Patient Recruitment, Sampling Method, and Data Collection

Patients were recruited over 4 weeks at a university primary care clinic from August to September 2019. Three days per week were designated as data collection days. To ensure a standardized data collection method, data was collected by a trained research assistant. On the data collection days, patients were approached consecutively in the nurse’s assessment room and invited to participate. The study information sheet containing important information pertaining to the study, which included background, purpose, benefit, information regarding participation, study procedure, confidentiality status, and contact information, were given to those who were interested. Patients were then screened for eligibility according to the inclusion and exclusion criteria. Screening for the eligibility criteria were made through a self-administered questionnaire and review of the medical records. Patients’ medical history and blood investigations were required to make the diagnosis of MetS. FPG, TG, and HDL-C; as well as HbA1c (for those with diabetes) that were done in the past 3 months were retrieved from the electronic medical record. All the blood samples were analyzed at the Centre for Pathology and Diagnostic Research Laboratory (CPDRL), Universiti Teknologi MARA, which is an ISO 15189:2007 accredited laboratory (SAMM 688). FPG, TG and HDL-C were analyzed using enzymatic colorimetric reference methods on an automated analyzer (Roche® COBAS Integra 400). HbA1c was determined using the turbidimetric inhibition immunoassay analyzed on the same automated analyzer. These methods have been standardized against the approved International Federation of Clinical Chemistry reference method.

Study Procedure

During the eligibility screening, WC, height, weight, and BP were measured using standardized equipment and methods. WC was measured in centimeters (cm) using a nonstretchable measuring tape with the participants standing in a relaxed position and arms by their side. The measurement was taken at the midpoint between the inferior margin of the lowest palpable rib and the top of the iliac crest in horizontal plane. Measurement for each patient was repeated twice. If the measurements were within 1 cm of one another, the average was calculated. If the difference between the 2 measurements exceeded 1 cm, another 2 measurements were repeated.

Weight in kilograms and height in centimeters were measured using digital column stadiometer (Seca® GmbH & Co KG). The body weight was measured with the participant wearing minimal clothing and without shoes. The weight was recorded to the nearest 0.01 kg. Participants were asked to stand at the center of the scale, without support and with the weight being evenly distributed on both feet. Two measurements were taken and the mean of the readings was calculated. The height was measured using the stretch stature. Participants were requested to remove their shoes, and stand with their back, buttocks, and heels against the stadiometer holding their feet together. The height measurement was recorded to the nearest 0.1 cm. Two measurements were performed and the mean height was calculated. BMI was calculated as weight (in kilograms) divided by the square of the height (in meters) to the nearest 2 decimal points.

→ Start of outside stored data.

PR #9861, opened 2015-11-02
Allow for cash refineries.

ghost:
RA2 does not use resources and rather only has cash---that is, there are no limits on resource possession and engineers cannot steal resources.

The easiest and most flexible way to implement this is to allow cash-only refineries, which would allow RA2 to not use resources at all. It would also open up the possibility for future modders to have refineries which give cash rather than resources.

### DIFF
--- a/OpenRA.Mods.Common/Traits/Buildings/Refinery.cs
+++ b/OpenRA.Mods.Common/Traits/Buildings/Refinery.cs
@@ -35,6 +35,9 @@ namespace OpenRA.Mods.Common.Traits
 		[Desc("In how many steps to perform the dragging?")]
 		public readonly int DragLength = 0;
 
+		[Desc("Does this refinery grant cash instead of resources?")]
+		public readonly bool GivesCash = false;
+
 		public readonly bool ShowTicks = true;
 		public readonly int TickLifetime = 30;
 		public readonly int TickVelocity = 2;
@@ -84,11 +87,17 @@ namespace OpenRA.Mods.Common.Traits
 				.Where(a => a.Trait.LinkedProc == self);
 		}
 
-		public bool CanGiveResource(int amount) { return playerResources.CanGiveResources(amount); }
+		public bool CanGiveResource(int amount)
+		{
+			return info.GivesCash ? true : playerResources.CanGiveResources(amount);
+		}
 
 		public void GiveResource(int amount)
 		{
-			playerResources.GiveResources(amount);
+			if (info.GivesCash)
+				playerResources.GiveCash(amount);
+			else
+				playerResources.GiveResources(amount);
 			if (info.ShowTicks)
 				currentDisplayValue += amount;
 		}


OpenRA.Mods.Common/Traits/Buildings/Refinery.cs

BP was measured using an automated digital BP monitor (Dinamap V100®, GE Healthcare), twice, at 2 minutes apart, on the right arm and in a sitting position. Participants were seated for at least 5 minutes and were not allowed to eat, drink caffeinated beverages, exercise, smoke cigarettes, or climb stairs 30 minutes before the measurements were taken. The average of 2 BP readings was taken for the analysis if the difference were within 5 mm Hg. If the readings differed by more than 5 mm Hg, the measurements were repeated.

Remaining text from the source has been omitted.